(Dataset items)
+++++

PR #876, opened 2026-04-21
refactor(consensus): move HA RPCs to ConsensusService, delete unused RPCs

dweitzman:
Move EmergencyDemote, DemoteStalePrimary, Promote, and UpdateConsensusRule from MultiPoolerManager to MultiPoolerConsensus service. Remove 12 RPCs that were deleted from the manager proto: StandbyReplicationStatus, ResetReplication, ConfigureSynchronousReplication, PrimaryStatus, PrimaryPosition, StopReplicationAndGetStatus, GetDurabilityPolicy, CreateDurabilityPolicy, ChangeType, GetFollowers, UndoDemote, and State.

Drop StandbyUpdateOperation_STANDBY_UPDATE_OPERATION_REPLACE; only ADD and REMOVE are supported. Remove GetLeadershipView and CanReachPrimary from ConsensusService (their data is now exposed via ManagerHealthStream).

Update all callers, tests, and rpcclient facades to use the new locations.


go/test/endtoend/multiorch/bootstrap_test.go
```diff
@@ -67,19 +68,20 @@ func TestBootstrapInitialization(t *testing.T) {
 			status, err := client.Manager.Status(ctx, &multipoolermanagerdatapb.StatusRequest{})
 			require.NoError(t, err, "should get status from %s", name)
 
-			t.Logf("Node %s Status: IsInitialized=%v, HasDataDirectory=%v, PostgresReady=%v, PostgresRole=%s, PoolerType=%s",
+			t.Logf("Node %s Status: IsInitialized=%v, HasDataDirectory=%v, PostgresReady=%v, PostgresRole=%s, PoolerType=%s, CohortMembers=%d",
 				name, status.Status.IsInitialized, status.Status.HasDataDirectory,
-				status.Status.PostgresReady, status.Status.PostgresRole, status.Status.PoolerType)
-
-			// Nodes should be completely uninitialized (no data directory at all)
```
dweitzman, line 74: This test logic has probably been broken since the bootstrap change, but it seems like this PR might make pooler initialization faster or something so the race condition is more likely to trigger

Poolers can initialize without orch now, so it's better to check that there's no cohort instead of asserting that there's no backup

proto/consensusservice.proto
```diff
@@ -17,18 +17,49 @@ syntax = "proto3";
...
+  // EmergencyDemote demotes the current leader server
+  rpc EmergencyDemote(multipoolermanagerdata.EmergencyDemoteRequest)
+    returns (multipoolermanagerdata.EmergencyDemoteResponse);
+
+  // Promote promotes a replica to leader (Multigres-level operation)
+  rpc Promote(multipoolermanagerdata.PromoteRequest)
+    returns (multipoolermanagerdata.PromoteResponse);
+
+  // UpdateConsensusRule updates the synchronous standby list (quorum membership)
+  rpc UpdateConsensusRule(multipoolermanagerdata.UpdateSynchronousStandbyListRequest)
```
dweitzman, line 55: Note: I renamed the UpdateSynchronousStandbyList RPC to UpdateConsensusRule, but I haven't renamed the request and response types

go/services/multipooler/grpcconsensusservice/service.go
```diff
@@ -63,20 +65,75 @@ func (s *consensusService) Status(ctx context.Context, req *consensusdata.Status
...
+		req.Force)
+	if err != nil {
+		return nil, mterrors.ToGRPC(err)
+	}
+	return &multipoolermanagerdatapb.SetPrimaryConnInfoResponse{}, nil
+}
+
+// RewindToSource performs pg_rewind to synchronize this server with a source
+func (s *consensusService) RewindToSource(ctx context.Context, req *multipoolermanagerdatapb.RewindToSourceRequest) (*multipoolermanagerdatapb.RewindToSourceResponse, error) {
+	return s.manager.RewindToSource(ctx, req.Source)
```
cuongdo: when there's an error, should the return value be wrapped with `mterrors.ToGRPC()`?

cuongdo (commented):
I left one comment, and I'll leave it to others with more context do a proper review. I love the net reduction of code though!

rafael (approved):
The rename and removing of unused methods makes sense to me.

go/services/multipooler/grpcconsensusservice/service.go
dweitzman: Good catch!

+++++

■ **Assignment**:
Repeat only what lies between the first line of the data and the line containing "exposed via ManagerHealthStream).", both of those lines included, exactly as it stands.

■ **Solution to this task**:
PR #876, opened 2026-04-21
refactor(consensus): move HA RPCs to ConsensusService, delete unused RPCs

dweitzman:
Move EmergencyDemote, DemoteStalePrimary, Promote, and UpdateConsensusRule from MultiPoolerManager to MultiPoolerConsensus service. Remove 12 RPCs that were deleted from the manager proto: StandbyReplicationStatus, ResetReplication, ConfigureSynchronousReplication, PrimaryStatus, PrimaryPosition, StopReplicationAndGetStatus, GetDurabilityPolicy, CreateDurabilityPolicy, ChangeType, GetFollowers, UndoDemote, and State.

Drop StandbyUpdateOperation_STANDBY_UPDATE_OPERATION_REPLACE; only ADD and REMOVE are supported. Remove GetLeadershipView and CanReachPrimary from ConsensusService (their data is now exposed via ManagerHealthStream).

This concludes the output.